The Choice of Court Convention basically seeks to promote international commercial transactions by encouraging judicial cooperation and the recognition and enforcement of judgement.
“In the event of any dispute arising in an area not listed under Article 2 (of the convention), the matter will be settled by the choice of Court Agreement which is in place between the parties. To a considerable extent, this has the potential to reduce the volume of cases before the civil division of our local courts,” Zuru explained.
However, Zuru cautioned that singing onto any international convention, treatment of agreement has no force unless it goes through the process of legislative drafting, law revision and reform.
Acknowledging the work of the Attorney General Chambers, Justice Zuru praised Guyana’s Attorney General, Basil Williams for his efforts to revise the laws through the establishment of the law reform commission.

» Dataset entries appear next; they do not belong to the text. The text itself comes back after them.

PR #75, opened 2021-07-09
Update bom which also updates jackson cbor

denis-yuen:
https://ucsc-cgl.atlassian.net/browse/SEAB-2642

Note: I think the change to the `getWorkflowByPath` endpoint also means that the 1.12 webservice breaks compatibility with 1.11 clients. Please verify @NatalieEO 
Wonder if it would be possible to have it check for boolean as a fallback to 1.11 behaviour


coverbeck (approved):
Agreed that it would be good not to break 1.11 client with 1.12 release.

garyluu (approved):

denis-yuen:
> Agreed that it would be good not to break 1.11 client with 1.12 release.

Split out https://ucsc-cgl.atlassian.net/browse/SEAB-3126 due to OOO

NatalieEO (approved):

PR #1428, opened 2026-05-30
Patcher: Fix missing SaXAudio x86 binaries

julianxhokaxhiu:
This PR will solve missing x86 SaXAudio.dll files that are required if someone wants to run the x86 binary. This fixes the game freezing while trying to use the new Audio engine.

To prove it, feel free to open this action job https://github.com/julianxhokaxhiu/Memoria/actions/runs/26684184813/job/78649512654 and search for `x86\SaXAudio.dll`. If you can find a match it means the file is being build and packed as well.

Before that wasn't the case ( search for the same token in the last job on main and you'll find no match ).

### DIFF
--- a/Assembly-CSharp/Assembly-CSharp.csproj
+++ b/Assembly-CSharp/Assembly-CSharp.csproj
@@ -1479,5 +1479,9 @@
   <ItemGroup>
     <PackageReference Include="Newtonsoft.Json" Version="13.0.4" />
   </ItemGroup>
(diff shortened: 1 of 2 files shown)


DV666:
Yes indeed, i confirm that's `SaXAudio.dll` was missing on the `Plugins` folder in `x86` (i just checked on my side).

After using your fix, when building on Visual Studio and creating a Memoria Patcher and then, patching the game : all fine :thumbsup: Thanks Odin !

PR #1430, opened 2026-05-31
Launcher: Unify HttpClient and add support for DNS-over-HTTPS

julianxhokaxhiu:
This PR tackles a very unique problem we've seen from users using 7th Heaven and Junction VIII, where they reported that they were not able to reach out some domains we use as mirror for ours mods ( https://modcdn.win ).

Turns out the root cause is that their ISP are using some sort of protection list ( usually named Parent Control or Advanced Protection ) which, if it flags such domain, redirects requests to some captive portals ( eg. safebrowsing.io ). This redirection however breaks the entire TLS handshake, letting the HttpClient know that something went wrong and the connection was terminated because of some bad packets. Reality is that this redirection of course happens as soon as they try to reach the domain but requests are being routed to their own server, instead of the real one behind the domain.

One way to circumnavigate that is to forcefully request for DNS records using DNS-over-HTTPS, so the ISP can't find out about which domain you are trying to reach. DoH will go through either Cloudflare or Google for now, as a load balancing.

How this is implemented now in Memoria is that requests that fail to download using classic DNS resolution, will be reattempted using DNS-over-HTTPS, and if it fail also in that case an exception will be logged. Because this is a core behavior of the Launcher, I also took the chance to unify the HttpClient code overall so now we have one unique HttpClient shared across all instances that act the same, including User-Agent spoofing and DoH.

Finally this has been tested on Windows, Steam Deck and by @WarpedEdge on Linux as well. Both of us were not able to find any issue, downloading works fine as usual ( for both mods and catalog ).

Any question you might have, feel free to ask.


julianxhokaxhiu:
Updated the PR with two new commits.

The behavior is almost the same as I described above, with two new additional changes
- All the HTTP code now is centralized in `HttpClients.cs`, everywhere else is just consuming it ( but not managing states, cases, etc. )
- All the logs around HTTP client behavior exists only in `HttpClients.cs` since the behavior will be unique wherever it is used

This was done on purpose to simplify future code management and maintenance ( around logging, behavior or User Agent spoofing ). I tested this locally on Windows and I don't foresee issues on Linux, since it was just minor logic changes in the code, but no new dependencies were added ( other than `Ae.Dns` because of DoH ).

PR #1433, opened 2026-06-03
Fix FieldCreatorScene export writing overlay PNGs to the game root instead of the field folder

GameJawnsInc:
## Problem

`BGSCENE_DEF.ExportMemoriaBGX` computes the output `folder`, but passes the bare `fileName` (no directory) to `ExportMemoriaBGXOverlay`. That helper writes each overlay via `WriteTextureToFile(texture, "{base}_{n}.png")` — a relative path — so the PNGs land in the process working directory (the game root), while the emitted `.bgx` `Image:` line (correctly a bare filename via `Path.GetFileName`) is loaded from the field's own folder.

Net result: the in-editor (FieldCreatorScene) export produces a `.bgx` whose overlay PNGs are **missing from the field folder**, so the field black-screens when loaded — the editor can't save a usable custom field.

## Fix

Pass `folder + fileName` as the texture base path. `ExportMemoriaBGXOverlay` already derives the `Image:` reference with `Path.GetFileName(...)`, so the reference stays bare/relative while the file is written into the field folder.

One-line change, scoped to the editor export path: `folder` already ends in `/`, and this is the only call site of `ExportMemoriaBGXOverlay`, so nothing else is affected.

### DIFF
--- a/Assembly-CSharp/Global/BGSCENE_DEF.cs
+++ b/Assembly-CSharp/Global/BGSCENE_DEF.cs
@@ -516,7 +516,10 @@ public class BGSCENE_DEF
         foreach (BGOVERLAY_DEF bgOverlay in this.overlayList)
         {
             bgsStr += $"OVERLAY\n";
-            bgsStr += ExportMemoriaBGXOverlay(bgOverlay, fileName);
+            // Write overlay PNGs NEXT TO the .bgx, not the process CWD (the game root).
+            // ExportMemoriaBGXOverlay derives the .bgx "Image:" ref with Path.GetFileName(),
+            // so it stays bare/relative while the file lands in the field folder.
+            bgsStr += ExportMemoriaBGXOverlay(bgOverlay, folder + fileName);
         }
         foreach (BGANIM_DEF bgAnim in this.animList)
         {


WarpedEdge:
This will most likely not be merged due to the fact of it using AI, the PR description reads like AI and not actually being explained or showing any examples. Also other projects of yours also rely on AI mainly so there is no way to vet you know what you are doing.

GameJawnsInc:
this fixes saving a field in the FieldCreatorScene debug menu. 

right now it saves to the wrong location. it's saved to the game root folder (next to FF9_Launcher.exe), instead of the field folder (MemoriaFieldCreator/CustomFields/xxxxx/)

repro:
1. Memoria.ini -> flip [debug] Enabled = 1 and StartFieldCreator = 1
2. load some field, save it as a custom field MYROOM
3. you'll see the files in game root folder instead of MemoriaFieldCreator/CustomFields/MYROOM
4. the field will load black

my fault, thought you guys were friendly towards AI usage since Moguri Mod uses AI upscaling and you list it on the page

WarpedEdge:
All good, Tir or @Albeoris would need to take a look at this then and see if this small change is able to me made. As for Moguri mod, while the latest version does use Stable Diffusion, it was not purely upscaled with AI, as @snouz has had multiple streams of doing hundreds if not thousands of hours manually doing textures. Moguri started before corpo LLM's became a thing.

GameJawnsInc:
makes sense 👍 I'll just close out this PR, it's better as a bigger fix too the field viewer anyways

“So we hope that when the law reform commission takes off and the Guyana government takes off, their singular responsibility of the law reform commission (would be) to fully get yourself involved in having to commence the process of getting these treaties on board,” Justice Zuru said.
Meanwhile, the other presenter on the Choice of Court Convention, Professor at the University of the West Indies Calvin Hamilton asked the delegates to consider signing onto the convention as a regional block.
“With respect to what this means for the Caribbean, we’ve got the possibility of either acceding to the convention individually as states or we can do as the European Union did, as a regional economic integrated organisation,” Professor Hamilton explained.
The Professor further challenged the Caribbean delegates to contemplate “our appellate jurisdiction versus original jurisdiction and complexities that are present.”
The Professor said, “Will it behove us, will it make sense to consider that matters dealing with litigation arising from the validity of the choice of agreement clause…should be managed by one court and which court will that be? I would pause at the CCJ (Caribbean Court of Justice).”
Professor Hamilton recognised however, that this may entail internal adjustments and treaty adjustments. “One of the things that it will do is it harmonises jurisprudence particularly at a time where we need to harmonise jurisprudence,” opined Hamilton.
This sentiment of the Caribbean Community (CARICOM) signing onto the convention as a regional body was echoed by Justice Zuru.
However, CARICOM representative Sandra Bart noted, “Our system is not like the EU so even though the heads of governments would have endorsed a particular treaty, each member state individually does the accession, ratification and so on.”
Professor Hamilton pointed out that the EU has the mandate to negotiate on behalf of its members. Similarly, CARICOM would need such a mandate which would be advantageous in coordinating a regional response to the Hague Conventions.